The footage showed O’Maille mounting the path and hitting Byrne in the back.
Garda Doherty said that O’Maille was fully co-operative with the investigation and didn’t want a solicitor, even after being shown the cctv footage.
She interviewed O’Maille a second time after reviewing the footage and he took full responsibility.
“Life changing” injuries
Garda Doherty told the court that as a result of the accident Byrne suffered fractures to his foot and leg, as well as cervical spinal fractures.
He had to have spinal fusion surgery where his C5 vertebrae was removed entirely.
Byrne, a Wicklow native who was staying in Connemara as part of his teacher training course, took the stand to say how his injuries have affected his life.
That night he was walking home with his housemate. The next thing he said he remembered was opening his eyes lying on the ground, and slipping in and out of consciousness in the ambulance.
He spent the next 16 hours strapped to a spinal board
For six weeks after being let out of hospital Byrne was forced to live with his sister as he needed a wheelchair and zimmer frame to get around, and his house in Connemara wasn’t wheelchair accessible.

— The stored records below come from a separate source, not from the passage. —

PR #14351, opened 2022-08-16
chore: log when an invalid watch request is received

spacewander:
As protobuf doesn't have required field, user may send an empty
WatchRequest by mistake. Currently, etcd will ignore the invalid request
and keep the stream opening. If we don't reject the invalid request by
closing the stream, it would be better to leave a log there.

This commit also fixes a typo in the comment.

### DIFF
--- a/server/etcdserver/api/v3rpc/watch.go
+++ b/server/etcdserver/api/v3rpc/watch.go
@@ -348,7 +348,7 @@ func (sws *serverWatchStream) recvLoop() error {
 			// we probably should not shutdown the entire stream when
 			// receive an invalid command.
 			// so just do nothing instead.
-			sws.lg.Warn("invalid watch request received in gRPC stream")
+			sws.lg.Sugar().Infof("invalid watch request type %T received in gRPC stream", uv)
 			continue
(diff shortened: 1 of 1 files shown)


server/etcdserver/api/v3rpc/watch.go
```diff
@@ -346,8 +346,9 @@ func (sws *serverWatchStream) recvLoop() error {
 			}
 		default:
 			// we probably should not shutdown the entire stream when
-			// receive an valid command.
+			// receive an invalid command.
 			// so just do nothing instead.
+			sws.lg.Warn("invalid watch request received in gRPC stream")
```
SimFG, line 351: Adding the `request type` info will be more helpful to debug.

spzala, line 351: @spacewander thanks! Logging it for information purpose sounds good, and so I think the severity should be `Info` (not warning).

spacewander:
@spzala @SimFG 
Updated.

ahrtr (approved):
LGTM 

Thank you @spacewander

PR #14353, opened 2022-08-16
Improve code readability.

Comolli:
All the inflights_test code passed.

### DIFF
--- a/raft/tracker/inflights.go
+++ b/raft/tracker/inflights.go
@@ -56,11 +56,9 @@ func (in *Inflights) Add(inflight uint64) {
 	if in.Full() {
 		panic("cannot add into a Full inflights")
 	}
-	next := in.start + in.count
-	size := in.size
-	if next >= size {
-		next -= size
-	}
+
+	next := (in.start + in.count) % in.size
+
 	if next >= len(in.buffer) {
 		in.grow()
 	}


raft/tracker/inflights.go
```diff
@@ -56,11 +56,9 @@ func (in *Inflights) Add(inflight uint64) {
 	if in.Full() {
 		panic("cannot add into a Full inflights")
 	}
-	next := in.start + in.count
-	size := in.size
-	if next >= size {
-		next -= size
-	}
+
+	next := (in.start + in.count) % in.size
```
SimFG, line 60: If `in.start + in.count` is more than twice as large as `in.size`, `next` will be changed compared to before. And the `next` will decide whether to execute `grow`. Maybe some context I don't know.

spzala (commented):
@Comolli thanks but I think it's unnecessary changes to stable raft library. Please continue helping project with work on open issues or other improvements. Thanks! cc @ahrtr

spzala:
@Comolli thanks again. Closing it per discussion here. Please continue helping project with work on open issues or other improvements.

raft/tracker/inflights.go
Comolli: Thank you for your kind reply.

“The though of spending the rest of my days in a wheelchair,” had a massive impact on his emotional state while recovering, Byrne admitted.
He was also unable to work for three months after being let out of hospital which caused him financial difficulties.
Two years after the accident, Byrne said, he still has difficulty with mobility and has been to therapy to help him come to terms with what happened.
Judge Brian O’Callaghan acknowledged that Byrne had suffered “horrific, and to extent, life changing injuries.”
O’Maille apologised to Byrne from the stand, saying: “This should not have happened to you and you did not deserve it.”
He said that he was deeply ashamed of his actions, for the difficulties he put Byrne and his family through over the last two years, and for letting down his family.
The defence presented several people who spoke to O’Maille’s character including his boss from the factory he works at, who said he was a hard working young man, and a manager at the local GAA club who said O’Maille was a popular coach with the kids.
O’Maille’s mother also took the stand and said that her son was crying when he told her what had happened the following morning.
She said he wasn’t someone who went out drinking very often, and had become very depressed in the time since the traffic accident.
Before delivering his sentence Judge O’Callaghan praised the actions of the three healthcare workers who were on the scene that night for their response.
Judge O’Callaghan said O’Maille’s culpability was not from “a brief momentary lapse of attention,” but came from his decision to drink and drive.
“A car is a weapon which becomes, quite literally, a loose cannon when under the control of someone who drank,” the judge said.
However, he acknowledged that O’Maille had co-operated fully with gardaí during the investigation and was deeply ashamed and remorseful for his actions.
O’Maille was given a two year sentence, with the last 15 months to be suspended, and disqualified from driving for five years.